Tapping into your home's worth.
Equity is the market value of your home minus what you owe on it. For example, if your home is currently worth $110,000 and you have a mortgage balance of $70,000, then your equity is $40,000.

Your home equity rises not just because you're paying down your mortgage. Over time, the market value of your home will more than likely increase, or "appreciate"—further adding to your equity. For an idea of how much the property in your neighborhood has been appreciating, talk to your real estate agent.

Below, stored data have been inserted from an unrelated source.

PR #558, opened 2024-06-06
Fix issue 555, support c++11 and fix compiler warnings

### LINKED ISSUE #555: apparent compatibility issues with earlier c++ versions after recent pushes
So I had an earlier version of the code which would compile 'train_gpt2cu' just fine on my system, with
```
nvidia driver v 545.23.08
CUDA version 12.3
gcc 9.4.0
Ubuntu 20.04
```
But the recent updates of the code, specifically the one that added the .cuh files (matmul.cuh) made the code incompatible with my system and compiling it results in errors:
```
llmc/matmul.cuh(16): error: namespace "std" has no member "bool_constant"
                                               std::bool_constant<UseAuxBuffer>) {
```
and other places.
I did some search, apparently this is a c++ version compatibility issue and setting the flag -std=c++17 would resolve the issue as this `bool_constant` was introduced in c++ 17. I was wondering if it is possible to avoid this? Many of us don't have the exact same day updates of these libraries and it would cause a lot of other hardware compatibility issues for everyone to update their drivers and compiler versions. So I was wondering if it is possible to avoid them if they are not necessary or add macros to still support the earlier compiler and cuda versions.

After all, as @karpathy mentioned, this project also has educational purposes and for someone like me it is getting a little hard to follow as well. But anyways, thank you everyone for your great work and teachings.

lancerts:
Fix #555. 

- fix compiler error (compiler dependent) of following type: 
```
matmul_backward_bias.cu(151): error: no operator "+=" matches these operands
            operand types are: floatX += float
          dbias[idx] += block_sum;
```

- support c++11, replace the c++17 only features with c++11 equivalence 
          - fix `error: namespace "std" has no member "bool_constant"`, 
          - replace `std::is_same_v`
          - handle  `constexpr if statements` with function overload since `constexpr if statements are a C++17 feature`. No runtime speed impact since the branch is still determined at the compile time. But it is a bit verbose without  `if constexpr`.

Tested with `nvcc -O3 -lcublas -lcublasLt -std=c++11 matmul_backward_bias.cu -lineinfo -o matmul_backward_bias`
and executes kernels with changes (all passed).

### DIFF
--- a/dev/cuda/matmul_backward_bias.cu
+++ b/dev/cuda/matmul_backward_bias.cu
@@ -116,7 +116,7 @@ __global__ void matmul_backward_bias_kernel2(floatX* dbias, const floatX* dout, 
     sum = cg::reduce(warp, sum, cg::plus<float>{});
     // write the result to output (global memory)
     if(warp.thread_rank() == 0) {
-        dbias[idx] += sum;
+        dbias[idx] = (float)dbias[idx] + sum;
     }
 }
 
@@ -148,7 +148,7 @@ __global__ void matmul_backward_bias_kernel3(floatX* dbias, const floatX* dout, 
     float block_sum = cg::reduce(warp, warp_sum, cg::plus<float>{}); // sum(x)
     // write the result to output (global memory)
     if(threadIdx.x == 0) {
-        dbias[idx] += block_sum;
+        dbias[idx] = (float)dbias[idx] + block_sum;
     }
 }
 
@@ -188,7 +188,7 @@ __global__ void matmul_backward_bias_kernel4(floatX* dbias, const floatX* dout, 
         for (int j = 0; j < vstep; j++) {
             dout_sum += smem[lane_id + j * warpSize];
         }
-        dbias[tl + lane_id] += dout_sum;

What can equity do for you?
Equity doesn't just have to sit there, looking good on paper. You can actually use it like money in the bank by:

Borrowing against your equity. You can take out a home equity loan (also called a second mortgage) to pay for whatever you choose. The interest is usually tax deductible, which is something you can't say about credit cards. Some examples of ways you can use home equity loans are:

• Consolidating debts
Home improvements
• Your kids' college education
• High-priced goods such as cars or boats
• Starting your own business
• Medical or other emergencies
A word of caution: Since your house is the collateral in a home equity loan, you can lose your home to foreclosure if you can't repay the debt.

Trading down. Let's say years from now your home is worth $200,000. Should you decide you could live in a smaller, less-expensive dwelling, you can "trade down" to a $100,000 home. Then you'll have access to $100,000 in tax-free profits. (See Taxes for details.) It's a nice way to supplement other income upon your retirement. Contact your tax advisor for details.